■ Exercise brief
Please copy, word for word, the line that contains "reason logged |" and every line after it through the end of the records, and nothing more.

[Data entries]
------------------------------------------------------------------------
PR #431, opened 2026-07-16
fix(docker): reap the gateway — tini as PID 1 plus a supervising entrypoint

tenequm:
> **Maintainer note.** Thanks @tenequm — this was a good catch and the diagnosis
> holds up. The defunct `node` process you observed is real and reproducible on a
> stock build, the reasoning about PID 1 not reaping is correct, and the
> nodejs/docker-node *Handling Kernel Signals* guidance you cited is the right
> reference. Your `tini` change is kept exactly as you wrote it.
>
> While verifying it I found the fix needs a second half to actually clear the
> zombie you reported, so I pushed a commit on top rather than asking you to redo
> it. Nothing of yours was reverted or rewritten. Details below.

## The problem

`docker/entrypoint.sh` starts the gateway in the background, sets a `TERM`/`INT`
trap to shut it down, and then `exec`s the web server. That `exec` does two
damaging things:

1. **Node becomes PID 1** and inherits the gateway as a direct child. Node reaps
   only what it spawned itself through `child_process`, so when the gateway exits
   it stays `<defunct>` forever — the process reported in this PR.
2. **The trap is discarded.** `exec` replaces the shell, taking its signal
   handlers with it. The graceful gateway shutdown written three lines earlier
   has never run — not once.

## Why `tini` alone is not enough

This is the part that is invisible from the outside, so it is worth spelling out.

`tini` reaps processes **reparented to PID 1** — genuine orphans. Our gateway is
never one: `entrypoint.sh` backgrounds it and *then* `exec`s node, so node
inherits it as a direct child and remains its parent for the container's whole
life. The reaping responsibility stays with node, which does not do it.

Measured on the real image, with this PR's `tini` change in place:

```
PID   PPID  STAT COMMAND
  7      1  S    next-server        <- node, child of tini
 15      7  Z    onecli-gateway     <- still a zombie, now at PPID 7
```

`tini` moved the zombie one level down the tree; it did not remove it. Adding an
init is correct and worth doing — it is what handles true orphans and restores
signal delivery — but the entrypoint has to stop `exec`ing for the reported
symptom to go away.

## What was added

`docker/entrypoint.sh` now supervises both services instead of exec'ing one of
them. Everything above the service start is untouched (migrations, key
generation, runtime config).

- Both services run as background children of a shell that stays alive to
  supervise them, reap them, and honor its own trap. `tini` sits above that.
- The `TERM`/`INT` trap now actually fires, so `docker stop` runs the graceful
  shutdown path the script always described.
- Waiting is done by polling liveness rather than `wait -n`. `wait -n` looks like
  the right tool and is not: it only reports children that exit *after* it is
  called, so a service dying during startup — a bad key, an unreachable database
  — is missed entirely. Measured with one child already dead, `wait -n` blocked
  for 27 s until the *other* child exited. Polling asks the question that
  matters, and `sleep` stays interruptible so the trap fires immediately.
- The exit code propagates the way `exec node` used to.

Written against busybox `ash` specifically, since that is what `/bin/sh` is on
Alpine. Three behaviors were tested there rather than assumed: `wait -n`'s return
value is not the child's status (it gave `129` where bash gives `7`), `wait $PID`
stays accurate even after the child was reaped, and `set -e` aborts on a non-zero
`wait` before a following `RC=$?` can run.

## One behavior change

**A dying gateway now stops the container** (exit 1). Today it dies unnoticed and
the container keeps serving with no proxy until the healthcheck eventually
notices. Under `restart: unless-stopped` the container will now restart instead
of limping. This is the intended improvement, but it is a change in behavior and
worth knowing about before merging.

## Verification

Built and driven on the real all-in-one image — a process-model change earns a
real container rather than a synthetic probe. A/B against the same image built
from `main`:

| | before | after |
| --- | --- | --- |
| PID 1 | `next-server` | `tini` |
| tree | node → gateway | `tini` → `entrypoint.sh` → {gateway, next-server} |
| zombies at startup | 1 (`node <defunct>`) | 0 |
| kill the gateway | 2nd zombie, container keeps running | exits 1, reason logged |
| `docker stop` | trap never runs | trap runs, returns immediately |
| healthcheck | healthy | healthy |

Also `sh -n docker/entrypoint.sh` and `docker compose config`.

## For a reviewer

- `main` was merged into this branch first — it was six commits behind. None of
  those six touched `docker/`, so nothing was at risk of being reverted, but the
  merge means the verification below ran against current `main` rather than a
  four-week-old tree.
- Nothing from the original commit was removed. The `apk add tini` +
  `ENTRYPOINT` lines and their comment are as authored.
- The busybox notes above are the load-bearing ones; if any of them is wrong on
  another Alpine version, the failure is a container that hangs rather than one
  that exits, so it is worth a second pair of eyes.


guyb1:
great! thank you @tenequm 
merged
------------------------------------------------------------------------
■ Output below
| kill the gateway | 2nd zombie, container keeps running | exits 1, reason logged |
| `docker stop` | trap never runs | trap runs, returns immediately |
| healthcheck | healthy | healthy |

Also `sh -n docker/entrypoint.sh` and `docker compose config`.

## For a reviewer

- `main` was merged into this branch first — it was six commits behind. None of
  those six touched `docker/`, so nothing was at risk of being reverted, but the
  merge means the verification below ran against current `main` rather than a
  four-week-old tree.
- Nothing from the original commit was removed. The `apk add tini` +
  `ENTRYPOINT` lines and their comment are as authored.
- The busybox notes above are the load-bearing ones; if any of them is wrong on
  another Alpine version, the failure is a container that hangs rather than one
  that exits, so it is worth a second pair of eyes.


guyb1:
great! thank you @tenequm 
merged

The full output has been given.